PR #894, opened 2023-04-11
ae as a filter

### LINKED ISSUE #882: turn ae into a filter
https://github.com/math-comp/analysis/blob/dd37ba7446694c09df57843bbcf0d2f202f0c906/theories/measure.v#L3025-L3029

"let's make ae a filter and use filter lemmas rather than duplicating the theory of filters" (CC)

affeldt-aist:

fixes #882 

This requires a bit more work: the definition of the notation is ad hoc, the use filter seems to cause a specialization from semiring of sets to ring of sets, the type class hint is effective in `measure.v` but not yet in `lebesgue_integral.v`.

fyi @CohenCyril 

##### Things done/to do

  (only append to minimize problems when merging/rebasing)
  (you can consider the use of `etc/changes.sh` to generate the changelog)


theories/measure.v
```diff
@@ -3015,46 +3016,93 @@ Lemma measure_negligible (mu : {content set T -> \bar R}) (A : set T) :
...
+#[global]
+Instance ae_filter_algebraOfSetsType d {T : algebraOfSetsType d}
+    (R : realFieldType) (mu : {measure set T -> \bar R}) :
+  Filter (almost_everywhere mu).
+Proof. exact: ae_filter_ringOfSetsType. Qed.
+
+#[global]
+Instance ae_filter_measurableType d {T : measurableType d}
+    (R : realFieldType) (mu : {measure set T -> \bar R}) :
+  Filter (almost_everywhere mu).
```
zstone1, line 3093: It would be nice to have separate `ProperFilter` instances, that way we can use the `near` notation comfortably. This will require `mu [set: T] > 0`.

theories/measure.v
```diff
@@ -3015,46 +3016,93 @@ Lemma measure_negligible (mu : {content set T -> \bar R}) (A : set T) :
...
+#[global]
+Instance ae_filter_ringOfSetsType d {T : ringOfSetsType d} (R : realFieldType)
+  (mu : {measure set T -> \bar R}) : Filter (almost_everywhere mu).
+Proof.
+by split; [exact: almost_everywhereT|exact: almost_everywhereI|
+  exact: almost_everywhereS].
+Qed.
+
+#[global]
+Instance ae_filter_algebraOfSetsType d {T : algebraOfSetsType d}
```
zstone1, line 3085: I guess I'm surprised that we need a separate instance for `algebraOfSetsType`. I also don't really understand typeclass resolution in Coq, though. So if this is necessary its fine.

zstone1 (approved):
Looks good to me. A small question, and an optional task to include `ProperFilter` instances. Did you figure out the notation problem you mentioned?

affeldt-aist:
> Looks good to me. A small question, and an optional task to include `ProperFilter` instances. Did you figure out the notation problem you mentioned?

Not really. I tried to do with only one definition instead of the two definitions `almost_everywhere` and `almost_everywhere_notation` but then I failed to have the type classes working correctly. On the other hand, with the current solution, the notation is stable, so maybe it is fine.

----

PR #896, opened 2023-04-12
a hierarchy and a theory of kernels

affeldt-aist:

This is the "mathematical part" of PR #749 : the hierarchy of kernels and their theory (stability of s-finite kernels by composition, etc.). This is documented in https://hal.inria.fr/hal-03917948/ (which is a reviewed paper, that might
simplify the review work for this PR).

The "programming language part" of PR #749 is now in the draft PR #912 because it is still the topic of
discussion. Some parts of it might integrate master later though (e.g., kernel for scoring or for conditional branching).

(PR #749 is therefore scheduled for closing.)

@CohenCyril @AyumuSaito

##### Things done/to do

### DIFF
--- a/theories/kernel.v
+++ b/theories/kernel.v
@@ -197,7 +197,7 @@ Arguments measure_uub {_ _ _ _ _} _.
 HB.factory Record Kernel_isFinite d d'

----

WHAT IS REQUIRED: Check every line of the entries above, and copy those that carry the string "instances".

COMPLETED TASK:
zstone1, line 3093: It would be nice to have separate `ProperFilter` instances, that way we can use the `near` notation comfortably. This will require `mu [set: T] > 0`.
Looks good to me. A small question, and an optional task to include `ProperFilter` instances. Did you figure out the notation problem you mentioned?
> Looks good to me. A small question, and an optional task to include `ProperFilter` instances. Did you figure out the notation problem you mentioned?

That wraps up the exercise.